Who can forget that we could only access foreign currency through money changers? Places like Roadport (Harare) and World Bank (Bulawayo) were the parallel markets trading hubs. Fuel shortages are unnecessary. We cannot afford to be myopic and ignore the monetary reality that we were considered as a nation of “billionaires or quintillion account holders who could hardly buy a loaf of bread” that is if ever you could queue for it or buy it from the black markets.

Back then, the formally employed person’s average income earnings or salaries could hardly sustain their monthly transport costs. This largely explains why the period is commonly referred to as the “lost decade”. Instead of shifting the blame, let us use the memory of such economic developments to avoid future policy blunders.
While sympathisers of our former leader celebrate his historic public utterances, state of the nation addresses and speeches at national events which required businesses to have market discipline, the command nature of solving the economic problems was not only counter-productive but a mere stop-gap measure. In its worst-case scenarios, the command tactics created worse off economic conditions as goods disappeared from the formal economy.

The simultaneous mushrooming of clandestine (secret or underground) markets was unavoidable. Interestingly, the general populace became accustomed to parallel markets as the hidden markets morphed into people’s main markets. A privileged few would cross the Zimbabwean borders and access foreign products which they, in turn, consumed for personal use and some were channeled directly or indirectly through to the parallel economy.

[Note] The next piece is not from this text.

PR #1433, opened 2015-02-12
MULE-8306: Add a ResourceReleaser interface in order to allow the artifa...

marcosnc:
...cts (applications and domains) to perform cleanup tasks, in particular to deregister DB drivers from DriverManager when the artifact is disposed.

Presently, as the current leadership is contemplating the command route, let our economic history guide us. The leadership should be reminded of their public commitments which were made after the military coup. Zimbabweans were made to believe that the new leadership is a “new dispensation” which is preaching the gospel of “Zimbabwe is open for business”.

Emanating from a broader economic standpoint, the country’s problems are not incubated by entrepreneurs. Instead, the country is in dire need of a fiscal stimuli (for instance, supply-side intervention mechanisms targeting industrial production, boosting of the aggregate demand as opposed to the demand d
epressing austerity measures).

Additionally, the country needs to do away with the toxic monetary experiments of the failed bond notes now having a new RTGS dollar face. The country cannot afford to have another mass exodus of businesses into safer havens. Instead of having a cat-and-mouse relationship between government and business, going forward the importance of a social contract is long overdue.

Understandably, it has been established from practice that no matter how appealing and well-crafted our economic policies can be, as long as the political environment is polarised, the economy’s economic aspirations will remain as cardboard achievements.

This simply describes a brief history of how command tactics (for instance, price controls) cultivate black markets. By their very nature, excessive market controls seemingly appear favourable in the very short-run, whilst harbouring a worst monster of breeding gigantic black markets.

While our leadership could probably be inspired with war strategies and tactics, invoking the same approach in the field of economics will surely be a recipe for perpetual economic plagues.